◆ Required work: The lines of the records that include "fails" should all be copied.

[Collected data]
···

PR #921, opened 2026-07-02
fix(migtd): store digests as tagged event bodies

### LINKED ISSUE #922: Premigration fails with generated fmspc policy - TlsStream error
**Describe the bug**

Premigration fails with generated fmspc policy - TlsStream error 

Image

**To Reproduce**

1. cd tools/migtd-policy-generator
2. cargo build
3. cd ../../
4. ./target/debug/migtd-policy-generator -o config/policy_pre_production_fmspc_tool.json --pre-production
5. bash sh_script/preparation.sh
6. cargo image --policy config/policy_pre_production_fmspc_tool.json --root-ca config/Intel_SGX_Provisioning_Certification_RootCA_preproduction.cer
7. cd sh_script/test
8. sudo pytest -k "pre_migration" --servtd_hash $(cargo hash --image /root/MigTD/target/release/migtd.bin)

**Expected behavior**
Premigration should be successful.

Image

**Additional context**
It works with policy_pre_production_fmspc.json located in repository.

sgrams:
Resolves #922

The RA-TLS certificate embeds the full cc-measurement event log via the EXTNID_MIGTD_EVENT_LOG extension. In the v1 (non-policy_v2) path, the event log entries for the migration policy and SGX root CA carried the raw artifact bytes as their tagged event body, so growing the pre-production policy JSON from ~48 KiB to ~59 KiB pushed the reassembled handshake Certificate message past rustls' MAX_HANDSHAKE_SIZE cap (0xffff, 65535 B), surfacing as a TlsStream error during the RA-TLS handshake over virtio-vsock.

Store only a 48-byte SHA-384 digest of the artifact as the tagged event body in:

  * v1 get_policy_and_measure       (migration policy)
  * v1 get_ca_and_measure           (SGX root CA)
  * v2 get_policy_issuer_chain_and_measure (issuer chain)

RTMR values are unchanged because write_tagged_event_log still receives the full artifact via hash_data. verify_event_log only replays event header digests, and parse_events discards the tag body for these event IDs, so verifier compatibility is preserved. The RA-TLS certificate size is now decoupled from policy size and stays well under the rustls handshake cap regardless of future policy growth.

### DIFF
--- a/src/migtd/src/bin/migtd/main.rs
+++ b/src/migtd/src/bin/migtd/main.rs
@@ -240,7 +240,20 @@ fn get_policy_and_measure(event_log: &mut [u8]) {
         }
     };
 
-    let event_data = policy;
+    // Store only the policy digest as the tagged event body; RTMR is still
+    // extended with the full policy bytes above via `hash_data`. Keeps the
+    // RA-TLS cert (which embeds the event log) under rustls' 64 KiB
+    // MAX_HANDSHAKE_SIZE regardless of policy growth.
+    let event_data = match event_log::calculate_digest(policy) {
+        Ok(d) => d,
+        Err(e) => {
+            log::error!("Failed to digest migration policy: {:?}\n", e);
+            panic_with_guest_crash_reg_report(
+                MigrationResult::InitializationError as u64,
+                b"Failed to digest migration policy",
+            );
+        }
+    };
 
     // Measure and extend the migration policy to RTMR
     let _ = event_log::write_tagged_event_log(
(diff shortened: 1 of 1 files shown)


jyao1:
There are 2 consumers for the policy data.

1) Peer MigTD

Since we have described "MigTD Policy V2 Exchange"
_The MigTD source and destination need to exchange policy during attestation phase. Because the Policy V2 includes collateral information, it might be too big to be fit into the session establishment protocol. As such, the session establishment protocol (such as TLS or SPDM) may include the hash of the policy instead of including the whole policy data.
The policy data can be transported independently with the session establishment protocol by using following structure_.
I think it is OK to change to hash.

2) 3rd party Attestor

That will require the RIM includes a full policy data for verification.
If the attestor has a clear policy data/hash mapping, then it is OK to change as well.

···

◆ Finished task:
### LINKED ISSUE #922: Premigration fails with generated fmspc policy - TlsStream error
Premigration fails with generated fmspc policy - TlsStream error 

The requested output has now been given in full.